[Saved data entries]
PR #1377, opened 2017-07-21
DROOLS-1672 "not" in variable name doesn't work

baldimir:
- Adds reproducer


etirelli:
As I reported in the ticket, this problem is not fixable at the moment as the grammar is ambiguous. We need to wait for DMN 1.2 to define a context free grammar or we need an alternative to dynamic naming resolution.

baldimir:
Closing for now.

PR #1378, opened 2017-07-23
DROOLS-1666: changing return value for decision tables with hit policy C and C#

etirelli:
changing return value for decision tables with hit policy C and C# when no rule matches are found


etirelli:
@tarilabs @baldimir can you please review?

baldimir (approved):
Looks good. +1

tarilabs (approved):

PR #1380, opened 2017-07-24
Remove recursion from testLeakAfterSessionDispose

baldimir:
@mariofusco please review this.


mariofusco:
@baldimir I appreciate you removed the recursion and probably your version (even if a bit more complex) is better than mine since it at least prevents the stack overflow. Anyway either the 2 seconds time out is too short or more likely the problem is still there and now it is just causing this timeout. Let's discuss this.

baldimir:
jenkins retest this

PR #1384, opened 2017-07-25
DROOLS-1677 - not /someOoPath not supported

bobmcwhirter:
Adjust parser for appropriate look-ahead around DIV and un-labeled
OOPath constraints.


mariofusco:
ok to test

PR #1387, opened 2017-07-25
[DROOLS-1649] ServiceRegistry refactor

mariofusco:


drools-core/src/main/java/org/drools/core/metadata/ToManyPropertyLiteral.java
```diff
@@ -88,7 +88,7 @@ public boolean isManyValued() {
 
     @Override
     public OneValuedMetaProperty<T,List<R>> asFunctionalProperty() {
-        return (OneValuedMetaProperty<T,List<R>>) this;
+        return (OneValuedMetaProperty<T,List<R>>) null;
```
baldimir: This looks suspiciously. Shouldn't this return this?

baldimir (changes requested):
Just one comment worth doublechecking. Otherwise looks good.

---

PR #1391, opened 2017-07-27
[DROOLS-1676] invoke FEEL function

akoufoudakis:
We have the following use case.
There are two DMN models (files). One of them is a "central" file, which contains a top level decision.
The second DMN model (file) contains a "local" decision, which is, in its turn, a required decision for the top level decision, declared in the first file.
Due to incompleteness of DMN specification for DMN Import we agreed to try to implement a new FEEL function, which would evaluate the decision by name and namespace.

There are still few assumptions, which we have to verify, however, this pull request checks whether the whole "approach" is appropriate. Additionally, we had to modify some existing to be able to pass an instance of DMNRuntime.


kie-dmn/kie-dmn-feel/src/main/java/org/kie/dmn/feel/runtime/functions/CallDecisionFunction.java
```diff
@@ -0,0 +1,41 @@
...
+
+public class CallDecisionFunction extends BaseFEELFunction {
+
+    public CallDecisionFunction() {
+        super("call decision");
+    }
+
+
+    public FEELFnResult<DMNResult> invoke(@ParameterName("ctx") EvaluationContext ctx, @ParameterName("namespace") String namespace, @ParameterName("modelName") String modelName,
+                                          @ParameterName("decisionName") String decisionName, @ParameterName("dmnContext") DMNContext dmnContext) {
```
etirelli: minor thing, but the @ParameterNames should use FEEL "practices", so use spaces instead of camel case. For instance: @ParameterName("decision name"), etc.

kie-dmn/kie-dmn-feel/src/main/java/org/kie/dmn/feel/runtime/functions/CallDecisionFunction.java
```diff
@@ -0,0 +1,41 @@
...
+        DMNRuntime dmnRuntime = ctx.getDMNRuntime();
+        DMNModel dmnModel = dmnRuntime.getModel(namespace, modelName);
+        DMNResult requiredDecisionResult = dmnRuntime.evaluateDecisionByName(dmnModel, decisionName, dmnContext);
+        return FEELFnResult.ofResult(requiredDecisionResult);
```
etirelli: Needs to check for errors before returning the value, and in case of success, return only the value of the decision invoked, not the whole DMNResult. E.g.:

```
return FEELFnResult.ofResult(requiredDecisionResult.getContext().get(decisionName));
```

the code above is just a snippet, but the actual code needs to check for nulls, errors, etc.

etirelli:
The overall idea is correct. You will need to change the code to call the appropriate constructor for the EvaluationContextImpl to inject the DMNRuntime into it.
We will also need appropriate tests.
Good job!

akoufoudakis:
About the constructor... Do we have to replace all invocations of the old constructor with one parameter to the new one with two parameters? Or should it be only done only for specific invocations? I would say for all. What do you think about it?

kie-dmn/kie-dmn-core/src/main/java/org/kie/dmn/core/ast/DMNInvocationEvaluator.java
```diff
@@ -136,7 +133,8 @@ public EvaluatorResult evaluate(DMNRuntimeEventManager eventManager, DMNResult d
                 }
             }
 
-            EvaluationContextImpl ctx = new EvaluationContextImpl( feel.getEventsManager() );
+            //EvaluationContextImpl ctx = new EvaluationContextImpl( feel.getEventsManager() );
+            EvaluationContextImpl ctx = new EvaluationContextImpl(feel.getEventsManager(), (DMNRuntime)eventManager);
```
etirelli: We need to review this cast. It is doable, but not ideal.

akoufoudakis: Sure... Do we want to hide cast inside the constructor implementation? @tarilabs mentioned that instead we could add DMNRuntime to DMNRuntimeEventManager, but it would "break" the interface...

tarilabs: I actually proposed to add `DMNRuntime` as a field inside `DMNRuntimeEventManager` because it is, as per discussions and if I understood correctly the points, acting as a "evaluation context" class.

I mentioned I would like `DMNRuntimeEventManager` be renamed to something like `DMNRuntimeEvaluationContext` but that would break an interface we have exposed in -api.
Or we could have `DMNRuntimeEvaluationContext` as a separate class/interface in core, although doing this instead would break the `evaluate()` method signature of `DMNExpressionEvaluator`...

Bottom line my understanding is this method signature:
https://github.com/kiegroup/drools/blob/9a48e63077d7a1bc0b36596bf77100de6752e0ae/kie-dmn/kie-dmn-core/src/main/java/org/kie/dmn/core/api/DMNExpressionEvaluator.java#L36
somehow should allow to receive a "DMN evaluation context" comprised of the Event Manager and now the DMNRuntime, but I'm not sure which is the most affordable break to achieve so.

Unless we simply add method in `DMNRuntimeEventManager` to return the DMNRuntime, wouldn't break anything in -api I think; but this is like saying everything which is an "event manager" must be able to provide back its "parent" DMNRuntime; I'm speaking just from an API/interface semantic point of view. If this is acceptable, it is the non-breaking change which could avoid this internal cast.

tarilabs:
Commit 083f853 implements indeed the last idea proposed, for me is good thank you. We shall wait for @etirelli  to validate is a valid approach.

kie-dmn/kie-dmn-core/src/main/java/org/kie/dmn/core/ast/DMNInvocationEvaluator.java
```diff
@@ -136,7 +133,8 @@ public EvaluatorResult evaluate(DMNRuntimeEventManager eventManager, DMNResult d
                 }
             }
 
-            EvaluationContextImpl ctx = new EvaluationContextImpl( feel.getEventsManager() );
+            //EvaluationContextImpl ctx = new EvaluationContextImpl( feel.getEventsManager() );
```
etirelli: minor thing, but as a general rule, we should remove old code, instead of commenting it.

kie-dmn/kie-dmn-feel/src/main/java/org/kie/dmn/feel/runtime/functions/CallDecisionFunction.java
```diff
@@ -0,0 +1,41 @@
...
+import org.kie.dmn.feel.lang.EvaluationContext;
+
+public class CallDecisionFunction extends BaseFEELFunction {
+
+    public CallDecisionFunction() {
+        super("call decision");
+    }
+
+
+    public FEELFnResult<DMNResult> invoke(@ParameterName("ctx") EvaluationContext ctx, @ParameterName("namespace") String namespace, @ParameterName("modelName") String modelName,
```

* TASK TO COMPLETE *
Wherever the string "policy" appears in the records above, copy the line it sits in.

* ANSWER SPACE *
DROOLS-1666: changing return value for decision tables with hit policy C and C#
changing return value for decision tables with hit policy C and C# when no rule matches are found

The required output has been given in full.